The death rate from car crashes in the U.S. spiked 24 percent in 2020 compared to the previous year— a historic rise linked to an equally historic reduction in congestion that allowed the remaining drivers to race around recklessly on roads designed to prioritize speed above all else.
According to preliminary data from the National Safety Council — a widely respected nonprofit that releases its estimates of annual roadway fatalities about two years earlier than the federal government — about 42,060 people lost their lives to the U.S. traffic violence pandemic in 2020, even as the coronavirus pandemic simultaneously ravaged the nation.
That’s about an 8.4-percent surge from the 38,800 deaths in the 2019 report — but because total annual mileage dropped about 13 percent during the nationwide quarantine, the one-year increase in the car crash fatality rate was the highest since 1924 — back when things like four-wheel brakes were still considered luxury safety features.
And in some states — such as South Dakota (+33 percent), Vermont (+32 percent), Arkansas (+26 percent), and Rhode Island (+26 percent) — the increase in sheer deaths was far higher than the abysmal national average. The District of Columbia also experienced a 33-percent rise — and of course, the human costs of those increases are impossible to measure.
“As I know all too well, these are not just numbers,” said Amy Cohen, co-founder of Families for Safe Streets, a support and advocacy group for people who have lost loved ones to traffic violence. “These are people: children, parents, grandparents, friends, co-workers. These are lives lost and life-changing injuries suffered in preventable crashes.”
The preliminary death toll squares with earlier reports from the National Highway Traffic Safety Administration, which estimated a 32-percent death rate increase between the second quarter of 2020, when national VMT was at its nadir, compared to the same period a year earlier. And it also serves as a timely reminder that simply getting people out of their cars won’t be enough to stem blood tide on U.S. roads, unless we also reckon with the proliferation of road designs that encourage driver speed over everyone’s safety — especially when there are no traffic jams to encourage anyone to hit the brakes.

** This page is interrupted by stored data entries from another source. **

PR #365, opened 2024-12-19
fix: Token inputs

garethfuller:
Before:
Screenshot 2024-12-19 at 15 25 55

After:
Screenshot 2024-12-19 at 16 02 48

### DIFF
--- a/packages/lib/modules/pool/actions/add-liquidity/form/TokenInputs.tsx
+++ b/packages/lib/modules/pool/actions/add-liquidity/form/TokenInputs.tsx
@@ -31,9 +31,8 @@ export function TokenInputs({ tokenSelectDisclosureOpen, customSetAmountIn }: Pr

In the wake of shutdown orders, hundreds of U.S. communities worked fast to provide people-friendly street amenities like pop-up bike lanes, car-light Slow Streets events, and other quick-build traffic-calming interventions that are proven to save lives. But many of these efforts were disappointingly short-lived — and even the most ambitious cities couldn’t address the utter dominance of deadly road design across their entire road networks overnight.
Of course, the combination of dangerous road design and low traffic volumes isn’t the only reason why car crash rates careened out of control last year. The Council also cited the need for stricter licensing requirements for teenage drivers, legal and technological solutions to curb cell phone use behind the wheel, and strong federal laws to require a range of better vehicle safety features on new cars, like collision warning and ignition interlock systems to prevent drunk driving, at least for those who have already been convicted of the crime.
“It is tragic that we have proven ‘vaccines’ that could be significantly bringing down these numbers, but they are not being implemented,” said Cathy Chase, president of the Advocates for Highway and Auto Safety. “Advanced driver assistance systems, such as automatic emergency braking, have been demonstrated to considerably reduce or mitigate crashes. Yet, a number of auto manufacturers are not putting them in new cars as standard equipment. Instead, they are upcharging for them in luxury packages coupled with non-safety features.”
From the New Car Assessment Program to our neighborhood streets, advocates hope that the horrifying statistics will be the wake-up call that all levels of government need to finally take our roadway emergency seriously — and for President Biden to commit to a National Vision Zero goal by 2050.
“We do not need more ‘thoughts and prayers’ for the 42,060 lives lost last year in preventable traffic crashes,” said Leah Shahum, director of the Vision Zero Network. “We need elected leaders to take action and implement the strategies that are proven to save lives on our streets, sidewalks and bikeways.”